*DATA EXTRACT:*
--------
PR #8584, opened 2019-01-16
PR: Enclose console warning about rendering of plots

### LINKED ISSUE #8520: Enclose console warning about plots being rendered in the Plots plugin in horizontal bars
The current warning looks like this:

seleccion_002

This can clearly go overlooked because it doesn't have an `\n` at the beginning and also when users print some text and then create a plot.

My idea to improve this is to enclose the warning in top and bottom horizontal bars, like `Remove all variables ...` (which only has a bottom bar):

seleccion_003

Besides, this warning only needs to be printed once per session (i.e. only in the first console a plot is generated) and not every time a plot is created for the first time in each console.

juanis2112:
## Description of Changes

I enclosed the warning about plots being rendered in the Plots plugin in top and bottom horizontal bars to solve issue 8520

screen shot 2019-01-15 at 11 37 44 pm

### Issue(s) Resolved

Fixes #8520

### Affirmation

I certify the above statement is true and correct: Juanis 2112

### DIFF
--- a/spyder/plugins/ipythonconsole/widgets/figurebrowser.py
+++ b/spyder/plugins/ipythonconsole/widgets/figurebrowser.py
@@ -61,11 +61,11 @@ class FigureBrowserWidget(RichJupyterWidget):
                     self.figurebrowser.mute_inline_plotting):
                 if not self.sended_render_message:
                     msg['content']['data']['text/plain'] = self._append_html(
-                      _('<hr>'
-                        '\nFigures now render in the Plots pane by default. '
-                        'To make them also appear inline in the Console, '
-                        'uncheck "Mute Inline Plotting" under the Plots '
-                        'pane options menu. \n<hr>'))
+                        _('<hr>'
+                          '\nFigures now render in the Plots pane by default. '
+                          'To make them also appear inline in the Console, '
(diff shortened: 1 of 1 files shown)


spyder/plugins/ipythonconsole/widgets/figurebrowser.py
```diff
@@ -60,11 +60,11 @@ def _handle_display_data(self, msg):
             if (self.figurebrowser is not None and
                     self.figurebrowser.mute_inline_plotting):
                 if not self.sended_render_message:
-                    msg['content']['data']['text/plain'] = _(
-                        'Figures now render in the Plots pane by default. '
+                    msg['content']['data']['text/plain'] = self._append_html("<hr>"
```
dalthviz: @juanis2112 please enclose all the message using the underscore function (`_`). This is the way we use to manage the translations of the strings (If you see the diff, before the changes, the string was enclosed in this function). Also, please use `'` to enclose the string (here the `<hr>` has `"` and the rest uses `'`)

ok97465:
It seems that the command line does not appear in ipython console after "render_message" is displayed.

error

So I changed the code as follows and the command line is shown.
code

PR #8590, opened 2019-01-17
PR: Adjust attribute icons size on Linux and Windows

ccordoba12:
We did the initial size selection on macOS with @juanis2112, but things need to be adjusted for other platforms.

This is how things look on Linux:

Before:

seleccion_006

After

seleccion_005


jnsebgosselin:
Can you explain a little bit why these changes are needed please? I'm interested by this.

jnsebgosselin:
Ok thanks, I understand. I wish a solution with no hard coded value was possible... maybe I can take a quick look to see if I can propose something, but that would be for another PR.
--------
*WHAT THE TASK REQUIRES:*
Write out the records above again, keeping each one identical to the original.

*TASK RESULT:*
PR #8584, opened 2019-01-16
PR: Enclose console warning about rendering of plots

### LINKED ISSUE #8520: Enclose console warning about plots being rendered in the Plots plugin in horizontal bars
The current warning looks like this:

seleccion_002

This can clearly go overlooked because it doesn't have an `\n` at the beginning and also when users print some text and then create a plot.

My idea to improve this is to enclose the warning in top and bottom horizontal bars, like `Remove all variables ...` (which only has a bottom bar):

seleccion_003

Besides, this warning only needs to be printed once per session (i.e. only in the first console a plot is generated) and not every time a plot is created for the first time in each console.

juanis2112:
## Description of Changes

I enclosed the warning about plots being rendered in the Plots plugin in top and bottom horizontal bars to solve issue 8520

screen shot 2019-01-15 at 11 37 44 pm

### Issue(s) Resolved

Fixes #8520

### Affirmation

I certify the above statement is true and correct: Juanis 2112

### DIFF
--- a/spyder/plugins/ipythonconsole/widgets/figurebrowser.py
+++ b/spyder/plugins/ipythonconsole/widgets/figurebrowser.py
@@ -61,11 +61,11 @@ class FigureBrowserWidget(RichJupyterWidget):
                     self.figurebrowser.mute_inline_plotting):
                 if not self.sended_render_message:
                     msg['content']['data']['text/plain'] = self._append_html(
-                      _('<hr>'
-                        '\nFigures now render in the Plots pane by default. '
-                        'To make them also appear inline in the Console, '
-                        'uncheck "Mute Inline Plotting" under the Plots '
-                        'pane options menu. \n<hr>'))
+                        _('<hr>'
+                          '\nFigures now render in the Plots pane by default. '
+                          'To make them also appear inline in the Console, '
(diff shortened: 1 of 1 files shown)


spyder/plugins/ipythonconsole/widgets/figurebrowser.py
```diff
@@ -60,11 +60,11 @@ def _handle_display_data(self, msg):
             if (self.figurebrowser is not None and
                     self.figurebrowser.mute_inline_plotting):
                 if not self.sended_render_message:
-                    msg['content']['data']['text/plain'] = _(
-                        'Figures now render in the Plots pane by default. '
+                    msg['content']['data']['text/plain'] = self._append_html("<hr>"
```
dalthviz: @juanis2112 please enclose all the message using the underscore function (`_`). This is the way we use to manage the translations of the strings (If you see the diff, before the changes, the string was enclosed in this function). Also, please use `'` to enclose the string (here the `<hr>` has `"` and the rest uses `'`)

ok97465:
It seems that the command line does not appear in ipython console after "render_message" is displayed.

error

So I changed the code as follows and the command line is shown.
code

PR #8590, opened 2019-01-17
PR: Adjust attribute icons size on Linux and Windows

ccordoba12:
We did the initial size selection on macOS with @juanis2112, but things need to be adjusted for other platforms.

This is how things look on Linux:

Before:

seleccion_006

After

seleccion_005


jnsebgosselin:
Can you explain a little bit why these changes are needed please? I'm interested by this.

jnsebgosselin:
Ok thanks, I understand. I wish a solution with no hard coded value was possible... maybe I can take a quick look to see if I can propose something, but that would be for another PR.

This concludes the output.